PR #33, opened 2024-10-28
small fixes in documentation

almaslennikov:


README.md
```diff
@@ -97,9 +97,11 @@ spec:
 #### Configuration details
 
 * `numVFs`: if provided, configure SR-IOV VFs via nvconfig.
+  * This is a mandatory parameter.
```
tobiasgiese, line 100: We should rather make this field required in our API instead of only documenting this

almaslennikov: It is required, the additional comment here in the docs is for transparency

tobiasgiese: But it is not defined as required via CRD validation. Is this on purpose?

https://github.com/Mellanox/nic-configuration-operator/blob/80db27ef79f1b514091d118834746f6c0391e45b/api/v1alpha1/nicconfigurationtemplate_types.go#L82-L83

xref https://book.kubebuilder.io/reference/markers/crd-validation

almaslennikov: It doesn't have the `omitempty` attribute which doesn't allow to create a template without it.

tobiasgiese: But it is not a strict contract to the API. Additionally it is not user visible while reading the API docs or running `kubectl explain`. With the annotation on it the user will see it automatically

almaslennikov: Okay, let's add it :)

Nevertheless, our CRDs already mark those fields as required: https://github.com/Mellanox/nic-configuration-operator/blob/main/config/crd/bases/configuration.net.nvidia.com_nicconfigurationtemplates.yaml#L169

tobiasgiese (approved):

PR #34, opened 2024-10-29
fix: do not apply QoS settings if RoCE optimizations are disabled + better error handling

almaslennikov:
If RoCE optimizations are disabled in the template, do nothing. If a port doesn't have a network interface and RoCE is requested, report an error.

════════════════

# What you are asked to do
Answer with one number only, the count of lines in the entries above that hold the string "optimizations".

# Result of this task
2